PR #2284, opened 2026-08-12
fix(ui): hide archived sessions from global search and schedule runs

### LINKED ISSUE #1771: Archived branch's sessions still appear in global search & schedule runs (missing archived:false filter)
## Summary
After archiving a worktree/branch, its sessions are correctly marked `archived: true` and cascade-archived — but they **still appear in some session lists** because those lists don't filter archived sessions. The archive cascade itself works; the bug is missing `archived: false` filters on specific list surfaces.

## Repro
1. Archive a branch (metadata action = Archive). Its sessions get `archived: true` (cascade has existed since #178).
2. The archived session no longer shows in board views / BranchCard / the branch's Sessions tab (those filter correctly)…
3. …but it **still shows** in global search and schedule runs (see below).

## Root cause
The backend sessions service does **not** default to hiding archived sessions — `find()` only filters when the caller explicitly passes `archived: false`, and no hook injects that default (`apps/agor-daemon/src/services/sessions.ts` ~line 891; no default-filter hook in `register-hooks.ts`). So every frontend list must opt in. Most do, but three surfaces don't:

| Surface | File | Missing filter |
|---|---|---|
| Global search — "Recents" dropdown (Cmd+K) | `apps/agor-ui/src/components/GlobalSearch/useRecents.ts:38` | no `!session.archived` |
| Global search — results | `apps/agor-ui/src/components/GlobalSearch/useGlobalSearch.ts:90` | no `!session.archived` |
| Schedule "Runs" panel | `apps/agor-ui/src/components/ScheduleRunsPanel/ScheduleRunsPanel.tsx:67` | query omits `archived: false` |

Lists that DO filter correctly (for reference): `useAgorData.ts` (443/630/821), `HomePage/*Section.tsx`, `BranchCard.tsx:120`, `BranchModal/tabs/SessionsTab.tsx`.

## Expected
An archived branch's sessions should be hidden from all default session lists, including global search and schedule runs.

## Suggested fix
Prefer fixing it once at the source: **default `archived: false` on the sessions `find` hook** unless `includeArchived`/`archived` is explicitly set, so no list can forget. (Alternatively, add the `!archived` filter to the three surfaces above, but the backend default is more robust.)

---
_Filed by Hodor (Agor PM assistant) from a dogfooding report by Richard (on a local Agor instance). Investigation: agor session `019f1f4e-c682-7cb6-9019-a0ac3ca355d3`._

Abdulrehman-PIAIC80387:
## What

Filters archived sessions out of the three surfaces that were still showing them: global search
results, the search "Recents" dropdown, and the schedule Runs panel.

## Why

After archiving a branch, its sessions are correctly cascade-archived — but they kept appearing in
global search and schedule runs, so archived work stayed visible with no branch behind it.

## How

`useAgorData` **deliberately** keeps archived sessions in the `sessionById` map so a direct
`/s/<id>` link can still open an archived session's drawer. Filtering is therefore each consumer's
responsibility. Artifacts and boards already did this in these very functions; sessions were missed.

| Surface | File | Change |
|---|---|---|
| Search results | `GlobalSearch/useGlobalSearch.ts` | `.filter((s) => !s.archived)` |
| Recents dropdown | `GlobalSearch/useRecents.ts` | `.filter((s) => !s.archived)` |
| Schedule Runs panel | `ScheduleRunsPanel/ScheduleRunsPanel.tsx` | `archived: false` in the `sessions.find()` query |

In `useRecents` the filter goes **before** the `.slice(0, RECENTS_SECTION_LIMIT)`, not after —
otherwise archived rows consume the section's limited slots and legitimately-active sessions get
pushed out entirely. There is a regression test for exactly that case.

### Scope — why not the backend default

The issue suggests defaulting `archived: false` on the sessions `find` hook as the more robust fix.
I deliberately went with the three-surface fix it lists as the alternative, because the hook version:

- changes default behaviour of a public API **and the MCP surface** (`agor_sessions_*`), not just
  the UI — any caller relying on today's unfiltered default would silently change;
- works against `useAgorData`, which *intentionally* fetches archived sessions for direct links, so
  it would need a new opt-out threaded through callers.

Happy to switch to the hook approach if you'd prefer it — glad to follow up.

## Testing

- **New:** `useGlobalSearch.test.ts` and `useRecents.test.ts` — 4 tests covering archived sessions
  excluded from results, excluded from Recents, not counted in the chip badge, and not consuming
  recents slots. All four **fail on `main` and pass with this change.**
- Full `agor-ui` suite: **1342 passed** across 198 files.
- `pnpm typecheck` (21/21) and `pnpm lint` both clean.
- Manually verified on a local instance: archive a session, then Cmd+K — it no longer appears.

**Not covered by an automated test:** the `ScheduleRunsPanel` query change. That component has no
existing test file and testing a one-line query change would mean standing up a Feathers client
mock; I verified it manually instead rather than writing an assertion that just restates the query
object. Happy to add one if you'd like it covered.

## Video demo

https://github.com/user-attachments/assets/dd3ba26a-6bcc-4fef-96c5-56affed31f36

Closes #1771

### DIFF
--- a/apps/agor-ui/src/components/GlobalSearch/useGlobalSearch.test.ts
+++ b/apps/agor-ui/src/components/GlobalSearch/useGlobalSearch.test.ts
@@ -1,0 +1,78 @@
+/**
+ * Global search must not surface archived sessions.
+ *
+ * Artifacts and boards are already filtered in this hook; sessions were not,
+ * so an archived branch's sessions kept showing up in search results.
+ */
+
+import type { Artifact, Board, Branch, MCPServer, Session } from '@agor-live/client';
+import { renderHook, waitFor } from '@testing-library/react';
+import { describe, expect, it } from 'vitest';
+import { useGlobalSearch } from './useGlobalSearch';
+
+const USER_ID = 'user-1';
+
+function makeSession(overrides: Partial<Session> = {}): Session {
+  return {
+    session_id: 'session-1',
+    branch_id: 'branch-1',
+    created_by: USER_ID,
+    archived: false,
+    title: 'deploy pipeline',
+    agentic_tool: 'claude-code',
+    last_updated: '2026-08-12T10:00:00.000Z',
+    ...overrides,
+  } as unknown as Session;
+}
+
+function renderSearch(sessions: Session[], query: string) {
+  return renderHook(() =>
+    useGlobalSearch({
+      query,
+      ownedByMe: false,
+      activeTypeChip: 'all',
+      currentUserId: USER_ID,
+      sessionById: new Map(sessions.map((s) => [s.session_id, s])),
+      branchById: new Map<string, Branch>(),
+      artifactById: new Map<string, Artifact>(),
+      boardById: new Map<string, Board>(),
+      mcpServerById: new Map<string, MCPServer>(),
+    })
+  );
+}
+
+describe('useGlobalSearch', () => {
+  it('omits archived sessions from results', async () => {
+    const { result } = renderSearch(
+      [
+        makeSession({ session_id: 'active', title: 'deploy pipeline' }),
+        makeSession({ session_id: 'gone', title: 'deploy pipeline', archived: true }),
+      ],
+      'deploy'
+    );
+
+    await waitFor(() => {
+      expect(result.current.debouncedQuery).toBe('deploy');
+    });
+
+    const ids = result.current.results.session.map((r) => (r.item as Session).session_id);
+
+    expect(ids).toEqual(['active']);
+  });
+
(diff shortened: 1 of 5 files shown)


mistercrunch:
Thanks for the PR. From memory, I thought the local store did not store archived objects. I'm going to do a bit of research to confirm this is the case, and see whether we can keep those out of the store, which would invalidate this PR. There might be a good reason why we'd have archived session too, in which case I'll come back to review.

mistercrunch (approved):
Turned out the local is store mostly unarchived except for a some corner cases. Could use a refactor down the line to cache archived objects, when needed, in a more segmented/local memory.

####################

§ TASK
Start to finish, output the whole listing exactly.

§ SOLUTION TO THIS TASK
PR #2284, opened 2026-08-12
fix(ui): hide archived sessions from global search and schedule runs

### LINKED ISSUE #1771: Archived branch's sessions still appear in global search & schedule runs (missing archived:false filter)
## Summary
After archiving a worktree/branch, its sessions are correctly marked `archived: true` and cascade-archived — but they **still appear in some session lists** because those lists don't filter archived sessions. The archive cascade itself works; the bug is missing `archived: false` filters on specific list surfaces.

## Repro
1. Archive a branch (metadata action = Archive). Its sessions get `archived: true` (cascade has existed since #178).
2. The archived session no longer shows in board views / BranchCard / the branch's Sessions tab (those filter correctly)…
3. …but it **still shows** in global search and schedule runs (see below).

## Root cause
The backend sessions service does **not** default to hiding archived sessions — `find()` only filters when the caller explicitly passes `archived: false`, and no hook injects that default (`apps/agor-daemon/src/services/sessions.ts` ~line 891; no default-filter hook in `register-hooks.ts`). So every frontend list must opt in. Most do, but three surfaces don't:

| Surface | File | Missing filter |
|---|---|---|
| Global search — "Recents" dropdown (Cmd+K) | `apps/agor-ui/src/components/GlobalSearch/useRecents.ts:38` | no `!session.archived` |
| Global search — results | `apps/agor-ui/src/components/GlobalSearch/useGlobalSearch.ts:90` | no `!session.archived` |
| Schedule "Runs" panel | `apps/agor-ui/src/components/ScheduleRunsPanel/ScheduleRunsPanel.tsx:67` | query omits `archived: false` |

Lists that DO filter correctly (for reference): `useAgorData.ts` (443/630/821), `HomePage/*Section.tsx`, `BranchCard.tsx:120`, `BranchModal/tabs/SessionsTab.tsx`.

## Expected
An archived branch's sessions should be hidden from all default session lists, including global search and schedule runs.

## Suggested fix
Prefer fixing it once at the source: **default `archived: false` on the sessions `find` hook** unless `includeArchived`/`archived` is explicitly set, so no list can forget. (Alternatively, add the `!archived` filter to the three surfaces above, but the backend default is more robust.)

---
_Filed by Hodor (Agor PM assistant) from a dogfooding report by Richard (on a local Agor instance). Investigation: agor session `019f1f4e-c682-7cb6-9019-a0ac3ca355d3`._

Abdulrehman-PIAIC80387:
## What

Filters archived sessions out of the three surfaces that were still showing them: global search
results, the search "Recents" dropdown, and the schedule Runs panel.

## Why

After archiving a branch, its sessions are correctly cascade-archived — but they kept appearing in
global search and schedule runs, so archived work stayed visible with no branch behind it.

## How

`useAgorData` **deliberately** keeps archived sessions in the `sessionById` map so a direct
`/s/<id>` link can still open an archived session's drawer. Filtering is therefore each consumer's
responsibility. Artifacts and boards already did this in these very functions; sessions were missed.

| Surface | File | Change |
|---|---|---|
| Search results | `GlobalSearch/useGlobalSearch.ts` | `.filter((s) => !s.archived)` |
| Recents dropdown | `GlobalSearch/useRecents.ts` | `.filter((s) => !s.archived)` |
| Schedule Runs panel | `ScheduleRunsPanel/ScheduleRunsPanel.tsx` | `archived: false` in the `sessions.find()` query |

In `useRecents` the filter goes **before** the `.slice(0, RECENTS_SECTION_LIMIT)`, not after —
otherwise archived rows consume the section's limited slots and legitimately-active sessions get
pushed out entirely. There is a regression test for exactly that case.

### Scope — why not the backend default

The issue suggests defaulting `archived: false` on the sessions `find` hook as the more robust fix.
I deliberately went with the three-surface fix it lists as the alternative, because the hook version:

- changes default behaviour of a public API **and the MCP surface** (`agor_sessions_*`), not just
  the UI — any caller relying on today's unfiltered default would silently change;
- works against `useAgorData`, which *intentionally* fetches archived sessions for direct links, so
  it would need a new opt-out threaded through callers.

Happy to switch to the hook approach if you'd prefer it — glad to follow up.

## Testing

- **New:** `useGlobalSearch.test.ts` and `useRecents.test.ts` — 4 tests covering archived sessions
  excluded from results, excluded from Recents, not counted in the chip badge, and not consuming
  recents slots. All four **fail on `main` and pass with this change.**
- Full `agor-ui` suite: **1342 passed** across 198 files.
- `pnpm typecheck` (21/21) and `pnpm lint` both clean.
- Manually verified on a local instance: archive a session, then Cmd+K — it no longer appears.

**Not covered by an automated test:** the `ScheduleRunsPanel` query change. That component has no
existing test file and testing a one-line query change would mean standing up a Feathers client
mock; I verified it manually instead rather than writing an assertion that just restates the query
object. Happy to add one if you'd like it covered.

## Video demo

https://github.com/user-attachments/assets/dd3ba26a-6bcc-4fef-96c5-56affed31f36

Closes #1771

### DIFF
--- a/apps/agor-ui/src/components/GlobalSearch/useGlobalSearch.test.ts
+++ b/apps/agor-ui/src/components/GlobalSearch/useGlobalSearch.test.ts
@@ -1,0 +1,78 @@
+/**
+ * Global search must not surface archived sessions.
+ *
+ * Artifacts and boards are already filtered in this hook; sessions were not,
+ * so an archived branch's sessions kept showing up in search results.
+ */
+
+import type { Artifact, Board, Branch, MCPServer, Session } from '@agor-live/client';
+import { renderHook, waitFor } from '@testing-library/react';
+import { describe, expect, it } from 'vitest';
+import { useGlobalSearch } from './useGlobalSearch';
+
+const USER_ID = 'user-1';
+
+function makeSession(overrides: Partial<Session> = {}): Session {
+  return {
+    session_id: 'session-1',
+    branch_id: 'branch-1',
+    created_by: USER_ID,
+    archived: false,
+    title: 'deploy pipeline',
+    agentic_tool: 'claude-code',
+    last_updated: '2026-08-12T10:00:00.000Z',
+    ...overrides,
+  } as unknown as Session;
+}
+
+function renderSearch(sessions: Session[], query: string) {
+  return renderHook(() =>
+    useGlobalSearch({
+      query,
+      ownedByMe: false,
+      activeTypeChip: 'all',
+      currentUserId: USER_ID,
+      sessionById: new Map(sessions.map((s) => [s.session_id, s])),
+      branchById: new Map<string, Branch>(),
+      artifactById: new Map<string, Artifact>(),
+      boardById: new Map<string, Board>(),
+      mcpServerById: new Map<string, MCPServer>(),
+    })
+  );
+}
+
+describe('useGlobalSearch', () => {
+  it('omits archived sessions from results', async () => {
+    const { result } = renderSearch(
+      [
+        makeSession({ session_id: 'active', title: 'deploy pipeline' }),
+        makeSession({ session_id: 'gone', title: 'deploy pipeline', archived: true }),
+      ],
+      'deploy'
+    );
+
+    await waitFor(() => {
+      expect(result.current.debouncedQuery).toBe('deploy');
+    });
+
+    const ids = result.current.results.session.map((r) => (r.item as Session).session_id);
+
+    expect(ids).toEqual(['active']);
+  });
+
(diff shortened: 1 of 5 files shown)


mistercrunch:
Thanks for the PR. From memory, I thought the local store did not store archived objects. I'm going to do a bit of research to confirm this is the case, and see whether we can keep those out of the store, which would invalidate this PR. There might be a good reason why we'd have archived session too, in which case I'll come back to review.

mistercrunch (approved):
Turned out the local is store mostly unarchived except for a some corner cases. Could use a refactor down the line to cache archived objects, when needed, in a more segmented/local memory.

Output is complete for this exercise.